Can I be sure Google doesn't have my fingerprint?

Zeekunst

I just installed GrapheneOS. I haven't configured Fingerprint Unlock. Can we be sure, since the fingerprint scanner is in the screen and my finger will now and then be on it, that the fingerprint isn't stored/sent anywhere? (To Google?)

nandohyphen1

Zeekunst Can we be sure, since the fingerprint scanner is in the screen and my finger will now and then be on it, that the fingerprint isn't stored/sent anywhere? (To Google?)

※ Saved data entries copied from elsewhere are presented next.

PR #50, opened 2019-12-10
[PW-1893] Implement Multibanco

cyattilakiss:


controllers/front/Payment.php
```diff
@@ -514,6 +509,26 @@ private function processLocalPaymentMethod(\Cart $cart, $paymentType, $paymentIs
                     // invalid parameters
                     $isValid = false;
                 }
+                break;
+            case 'PresentToShopper':
+
+                $_SESSION['paymentAction'] = $response['action'];
+
+                $customer = new \Customer($cart->id_customer);
```
rikterbeek: should we not validate if $cart->id_customer has a value before loading it into the customer object ?

views/js/payment-components/local-payment-method.js
```diff
@@ -24,23 +24,53 @@ jQuery(function ($) {
...
+     */
+    function mergeObjects(objectArray)
+    {
+        return objectArray.reduce(function (r, o) {
+            Object.keys(o).forEach(function (k) {
+                r[k] = o[k];
+            });
+            return r;
+        }, {});
+    }
```
rikterbeek: no other way possible ?

views/js/payment-components/stored-payment-method.js
```diff
@@ -46,10 +46,8 @@ jQuery(function ($) {
     // Iterate through the stored payment methods list we got from the adyen checkout component
     checkoutStoredPaymentMethods.forEach(function (storedPaymentMethod) {
 
-        /*
-            storedPaymentMethod.id = $storedPaymentApiId in the stored-payment-method.tpl
-            if the container doesn't exits don't try to render the component
-        */
+        //  storedPaymentMethod.id = $storedPaymentApiId in the stored-payment-method.tpl
+        //  if the container doesn't exits don't try to render the component
```
rikterbeek: remove this or make it the comment clear.

controllers/front/Payment.php
cyattilakiss: prestashop will add an id_customer even if it is a guest user. If by any chance there is an issue with the customer id the next line: Validate::isLoadedObject($customer) will validate it.

views/js/payment-components/stored-payment-method.js
cyattilakiss: removed, not necessary

views/js/payment-components/local-payment-method.js
cyattilakiss: because of IE compatibility unfortunately not.

adyen.php
```diff
@@ -781,6 +776,20 @@ public function hookDisplayPaymentEU()
         return $payment_options;
     }
 
+    /**
+     * Retrieve the necessary default configuration parameters for a checkout component
+     *
+     * @return array
+     */
+    public function getCheckoutComponentInitData()
```
msilvagarcia: Can this method be private instead?

PR #53, opened 2019-12-17
PW-1891 Treat a `Refused` error code for 3DS process

msilvagarcia:
As of now, our PrestaShop plugin would show a blank page with a JSON with the error message. This is because the back-end would send an empty response with a 200 status code, tricking the front-end into treating this as a successful payment.

Changing the action of this response to `error` will inform the front-end how to properly handle this issue.

### DIFF
--- a/controllers/front/ThreeDSProcess.php
+++ b/controllers/front/ThreeDSProcess.php
@@ -118,6 +118,15 @@ class AdyenThreeDSProcessModuleFrontController extends \Adyen\PrestaShop\control
             ));
         }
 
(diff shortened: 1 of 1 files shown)


controllers/front/ThreeDSProcess.php
```diff
@@ -118,6 +118,15 @@ public function postProcess()
             ));
         }
 
+        if ($result['resultCode'] == 'Refused') {
```
Aleffio:
```suggestion
        if (!empty($result['resultCode']) &&
            $result['resultCode'] === 'Refused') {
```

I personally can't be sure, but I'm quite fairly confident that the fingerprint is is not sent anywhere off of the device because of the security features GrapheneOS provides. I don't use the fingerprint unlock, but generally speaking, I'd trust GrapheneOS with my fingerprint more than I'd trust Apple or Google. If you haven't read these they may be of interest
https://grapheneos.org/features#more-secure-fingerprint-unlock

https://grapheneos.org/features#two-factor-fingerprint-unlock

Dumdum

Zeekunst
https://grapheneos.org/faq#default-connections

DeletedUser433

yes

secrec

If you were running the factory installed operating system, then you couldn't be sure, but if you're running GrapheneOS, then all the google spyware is not there, so definitely not stealing your fingerprints.

de0u

secrec If you were running the factory installed operating system, then you couldn't be sure, but if you're running GrapheneOS, then all the google spyware is not there, so definitely not stealing your fingerprints.

A lot is known about the Android fingerprint system. According to the design, fingerprint pictures are not stored, only profiles, and they are secured inside the trusted key/DRM system. If the OS doesn't have a fingerprint image, it can't steal it.

Of course it's possible that Google's representations about how the system works are inaccurate. But people have inspected Android phones to break into them through the fingerprint system (source), and they did not report that the implementation diverged from the spec in that way (sadly, they did not test their attack on Pixel devices).